* EXERCISE DIRECTIONS
From the first line of the material through the line containing "Summary: Normalize Drift", restate everything word for word and nothing more.

(MATERIAL SHOWN Opens)

PR #471, opened 2026-01-08
Drift deposit limit native

IMEF-FEMI:
Summary: Normalize Drift Bank Deposit Limit Configuration

The updates ensures Drift bank deposit limits can be configured using the same pattern as Kamino, Solend, and regular marginfi banks—in native token decimals. Previously, Drift banks required admins to manually convert deposit limits to 9-decimal scaled balance format, creating an inconsistent configuration experience.

  Goal: All marginfi bank integrations should have a consistent admin experience:

  | Integration  | Before This Change          | After This Change |
  |--------------|-----------------------------|-------------------|
  | Regular Bank | Native decimals ✓           | Native decimals ✓ |
  | Kamino       | Native decimals ✓           | Native decimals ✓ |
  | Solend       | Native decimals ✓           | Native decimals ✓ |
  | Drift        | 9-decimal scaled balance ❌ | Native decimals ✓ |

  Drift was the outlier because it internally uses 9-decimal precision for all scaled balances, and marginfi stores these directly with mint_decimals = 9. This required admins to "think differently" when configuring Drift banks.

  Potential Admin Mistake Without This Change

  If an admin configured a Drift USDC bank without realizing the 9-decimal requirement:

  // Admin intends: 10 million USDC limit
  // Admin sets (thinking in 6-decimal like other USDC banks):
  deposit_limit = 10_000_000_000_000  // 10M × 10^6

  // What actually happens:
  // Bank interprets as 10^13 scaled balance units
  // = 10,000 "whole units" in 9-decimal
  // = 10,000 USDC effective limit

  // Result: 1000x LOWER than intended

  Consequences:
  - Users would hit deposit limits almost immediately
  - Difficult to diagnose since the misconfiguration wouldn't cause errors at setup time—only when users tried to deposit

  After This Change

  Admins configure all bank types identically:
  // For ANY USDC bank (regular, Kamino, Solend, or Drift):
  deposit_limit_native = 10_000_000_000_000  // 10M USDC in 6-decimal

  // The program handles internal conversion automatically


programs/marginfi/src/state/drift.rs
```diff
@@ -16,7 +18,11 @@ pub struct DriftConfigCompact {
     pub oracle: Pubkey,
     pub asset_weight_init: WrappedI80F48,
     pub asset_weight_maint: WrappedI80F48,
-    pub deposit_limit: u64,
+    /// Deposit limit in **native token decimals** (e.g., for USDC with 6 decimals,
+    /// 1_000_000_000_000 = 1M USDC). This is automatically converted to 9-decimal
+    /// scaled balance units when creating the bank, since Drift uses fixed 9-decimal
+    /// precision for all spot market balances.
+    pub deposit_limit_native: u64,
```
jgur-psyops: we can probably keep the original name since it now functions like all the other deposit limits do

programs/marginfi/src/state/drift.rs
```diff
@@ -62,8 +68,41 @@ impl DriftConfigCompact {
...
+        &self,
+        spot_market_key: Pubkey,
+        token_decimals: u8,
+    ) -> MarginfiResult<BankConfig> {
+        require!(
+            token_decimals <= DRIFT_PRECISION_EXP as u8,
+            MarginfiError::MathError
+        );
+
+        let deposit_limit = if token_decimals < 9 {
```
jgur-psyops: const instead of 9

programs/marginfi/src/state/drift.rs
```diff
@@ -62,8 +68,41 @@ impl DriftConfigCompact {
...
+            let decimal_adjustment = 10u64.pow((9 - token_decimals) as u32);
```
jgur-psyops: use our static pow array instead of computing pow

jgur-psyops: we have an adjust_decimals function somewhere already (I don't recall where offhand, maybe kamino utils?)

tests/d06_driftBankInit.spec.ts
```diff
@@ -143,10 +143,14 @@ describe("d06: Init Drift banks", () => {
...
-    assertBNEqual(
-      config.depositLimit,
-      new BN(100_000_000 * 10 ** ecosystem.usdcDecimals)
-    ); // 100mil USDC because big interest needed
+    // deposit_limit is stored in 9-decimal scaled balance units (converted from native decimals)
+    // Input: 100M USDC in native decimals = 100_000_000 * 10^usdcDecimals
+    // Stored: input * 10^(9 - usdcDecimals) = 100M in 9-decimal
+    const inputDepositLimit = new BN(100_000_000).mul(new BN(10 ** ecosystem.usdcDecimals));
+    const scaledDepositLimit = inputDepositLimit.mul(
+      new BN(10 ** (DRIFT_SCALED_BALANCE_DECIMALS - ecosystem.usdcDecimals))
```
IliaZyrin: Use `USDC_SCALING_FACTOR`

programs/marginfi/src/state/drift.rs
IliaZyrin: Afaik we have it in TS tests, but not in Rust. Can be added though. [Here](https://github.com/mrgnlabs/marginfi-v2/blob/drift-solend-integration/programs/drift-mocks/src/constants.rs#L62) is the best place probably, since there is already a similar conversion function.

programs/marginfi/src/state/drift.rs
IliaZyrin: Agreed with this.

Henry-E:
It's kind of a big change to go from tracking scaled balance exactly, which is what we do currently on all the integrations, to tracking something different from what's actually on the drift account. If you guys want to make this change go ahead but make sure you get the maths fully correct.

programs/drift-mocks/src/constants.rs
```diff
@@ -65,3 +66,30 @@ pub fn get_precision_increase(token_decimals: u32) -> Result<u128> {
...
+pub fn scale_drift_deposit_limit(deposit_limit: u64, mint_decimals: u8) -> Result<I80F48> {
+    let limit = I80F48::from_num(deposit_limit);
+
+    if mint_decimals == DRIFT_SCALED_BALANCE_DECIMALS {
+        return Ok(limit);
+    }
+
+    if mint_decimals < DRIFT_SCALED_BALANCE_DECIMALS {
+        let diff = (DRIFT_SCALED_BALANCE_DECIMALS - mint_decimals) as usize;
+        let scale = *EXP_10
```
IliaZyrin: Use `EXP_10_I80F48` instead.

programs/drift-mocks/src/constants.rs
```diff
@@ -65,3 +66,30 @@ pub fn get_precision_increase(token_decimals: u32) -> Result<u128> {
...
+            .get(diff)
+            .ok_or_else(|| error!(DriftMocksError::MathError))?;
+        return limit
+            .checked_mul(I80F48::from_num(scale as i128))
+            .ok_or_else(|| error!(DriftMocksError::MathError));
+    }
+
+    let diff = (mint_decimals - DRIFT_SCALED_BALANCE_DECIMALS) as usize;
+    let scale = *EXP_10
```
IliaZyrin: `EXP_10_I80F48`

Anchor.toml
```diff
@@ -38,7 +38,7 @@ wallet = "~/.config/solana/id.json"
 
 # (remove RUST_LOG= to see bankRun logs)
 [scripts]
-test = "RUST_LOG= yarn run ts-mocha -p ./tsconfig.json -t 1000000 tests/*.spec.ts --exit --require tests/rootHooks.ts"
+# test = "RUST_LOG= yarn run ts-mocha -p ./tsconfig.json -t 1000000 tests/*.spec.ts --exit --require tests/rootHooks.ts"
```
IliaZyrin: Please revert changes to this file.

programs/marginfi/src/instructions/drift/add_pool.rs
```diff
@@ -51,20 +49,20 @@ pub fn lending_pool_add_bank_drift(
...
     let fee_vault_authority_bump = ctx.bumps.fee_vault_authority;
 
+    let config = bank_config.to_bank_config(spot_market_key);
+
     *bank = Bank::new(
         ctx.accounts.group.key(),
         config, // Use the modified BankConfig directly instead of converting from BankConfigCompact
         bank_mint.key(),
-        DRIFT_SCALED_BALANCE_DECIMALS, // Use fixed 9 decimals for all Drift banks
+        bank_mint.decimals,
```
jgur-psyops, line 70: nit: let's sanity check this is less than 10^19 (or whatever the max is for drift before decimal adjustment gets wacky)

(MATERIAL SHOWN Closes)

* SOLUTION
PR #471, opened 2026-01-08
Drift deposit limit native

IMEF-FEMI:
Summary: Normalize Drift Bank Deposit Limit Configuration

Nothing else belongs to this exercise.